The use of paint was not the only method employed to camouflage helmets of the DAK. A few German soldiers wore helmet covers. These covers were fabricated from hessian or sacking cloth, and were secured to the helmet shell by means of a draw string. Photos from the era show a number of different styles were made. British Empire troops also wore Hessian cloth covers on their helmets so many of these covers were undoubtedly seized from captured British stocks.
The irregular shape the covers gave when worn would break the outline of the helmet’s unnatural dome. The rough fabric also displaced the sun’s glare which also helped with concealment. In the often open expanses of the North African desert this could be a real benefit to the wearer. The drawback to their use is the cover would conceal the vents of the helmet causing heat to build up instead of dissipating. This no doubt adding to the discomfort of the man wearing the helmet, and is one explanation as to why helmet covers are not seen with a greater level of frequency among members of the DAK.
Covers were not the only method used to break up the outline of the helmet. A simple rubber band could be made cut from discarded innertubes. The field-made bands are seen with great frequency on German troops in Europe and are generally referred to as being “foliage bands”. The idea was that they could be used to secure foliage to the helmet for better concealment. Yet in North African with little foliage available they were clearly rarely utilized as such. Even without foliage being available, these bands are still seen being worn by members of the DAK frequently in photos. There continued use even with the lack of foliage would indicate it is therefore more likely that the band was used as a simple method for breaking up the outline of the helmet.

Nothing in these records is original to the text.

PR #1778, opened 2022-11-25
Add gitlab release and tag_push events

### LINKED ISSUE #1739: Support propose downstream on GitLab
We don't accept Release/Tag events, nor have our events, etc.

Implement the parsing class.

majamassarini:
Fixes #1739

### DIFF
--- a/packit_service/worker/events/gitlab.py
+++ b/packit_service/worker/events/gitlab.py
@@ -6,6 +6,7 @@ from ogr.abstract import GitProject, Comment
 from packit_service.service.db_triggers import (
     AddPullRequestDbTrigger,
     AddBranchPushDbTrigger,
+    AddReleaseDbTrigger,
 )
 from packit_service.worker.events.comment import (
     AbstractIssueCommentEvent,
@@ -198,3 +199,47 @@ class PipelineGitlabEvent(AbstractGitlabEvent):
         self.commit_sha = commit_sha
         self.source = source
         self.merge_request_url = merge_request_url
+
+
+class ReleaseGitlabEvent(AddReleaseDbTrigger, AbstractGitlabEvent):
+    def __init__(
+        self,
+        repo_namespace: str,
+        repo_name: str,
+        git_ref: str,
+        tag_name: str,
+        project_url: str,
+        commit_sha: str,
+    ):
+        super().__init__(project_url=project_url)
+        self.repo_namespace = repo_namespace
+        self.repo_name = repo_name
+        self.git_ref = git_ref
+        self.tag_name = tag_name
+        self._commit_sha = commit_sha
+
+    @property
+    def commit_sha(self):
+        return self._commit_sha
+
+
+class TagPushGitlabEvent(AddBranchPushDbTrigger, AbstractGitlabEvent):
+    def __init__(
+        self,
+        repo_namespace: str,
+        repo_name: str,
+        actor: str,
+        git_ref: str,
+        project_url: str,
+        commit_sha: str,
+        title: str,
+        message: str,
+    ):
+        super().__init__(project_url=project_url)
+        self.repo_namespace = repo_namespace
+        self.repo_name = repo_name
+        self.actor = actor
+        self.git_ref = git_ref
+        self.commit_sha = commit_sha
+        self.title = title
+        self.message = message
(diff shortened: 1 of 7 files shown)


TomasTomecek (commented):
I'm pretty sure we'll need to add `@reacts_to(event=TheseNewHandlers)` to the propose_downstream handlers.

@mfocko is the best to review this :)

majamassarini:
> I'm pretty sure we'll need to add `@reacts_to(event=TheseNewHandlers)` to the propose_downstream handlers.

Sure

packit_service/worker/handlers/distgit.py
```diff
@@ -113,6 +115,8 @@ class AbortProposeDownstream(Exception):
 @run_for_comment(command="propose-update")  # deprecated
 @run_for_check_rerun(prefix="propose-downstream")
 @reacts_to(event=ReleaseEvent)
+@reacts_to(event=ReleaseGitlabEvent)
+@reacts_to(event=TagPushGitlabEvent)
```
TomasTomecek, line 119: I am not familiar with GitLab enough to know what would be the best experience here: if Packit should react to both or to just one of these (or even make it configurable?)

Does anyone know if tags & releases work the same way on GitLab as they work on GitHub?

TomasTomecek (approved):
LGTM, just one question

I'm sure others can give you a more helpful code review :)

packit_service/worker/handlers/distgit.py
mfocko: I would keep it consistent with GitHub and that would be just the `ReleaseGitlabEvent`.

mfocko: Thinking about it, this could also cause some issues with `copy_upstream_release_description` or whatever that setting for populating changelog is called.

mfocko (approved):
LGTM :)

After the German collapse in North Africa many of the members of the DAK who escaped would go on to fight the Allies in Sicily and Italy wearing the same helmets. The same camouflaged methods used in North Africa would continue to be utilized in those theaters. German paint production factories had produced so much tan paint for use in Africa that by 1943 it was issued out to every front the Germans were engaged in. This tan paint was used on helmets, field gear, and vehicles from Russia to Normandy, often in conjunction with other colors for better concealment.
Today these original helmets with North African campaign providence are highly sought after by collectors and WWII enthusiast. Original examples sell for thousands. While tan camouflaged German helmets would see action on other fronts, the color will always be associated with the North African campaign. Perhaps this is correct as these shades of tan were developed as a response to a front that was different than any the Germans were engaged in. Yet it is still a unique thing in WWII history. No other front in which the Germans were engaged in during WWII can really claim one particular helmet as a representative of the campaign. Yet when a tan camouflaged German helmet is encountered today, even those with only basic knowledge of the Second World War will point to the camouflage surface and remark, “that helmet was worn in North Africa”.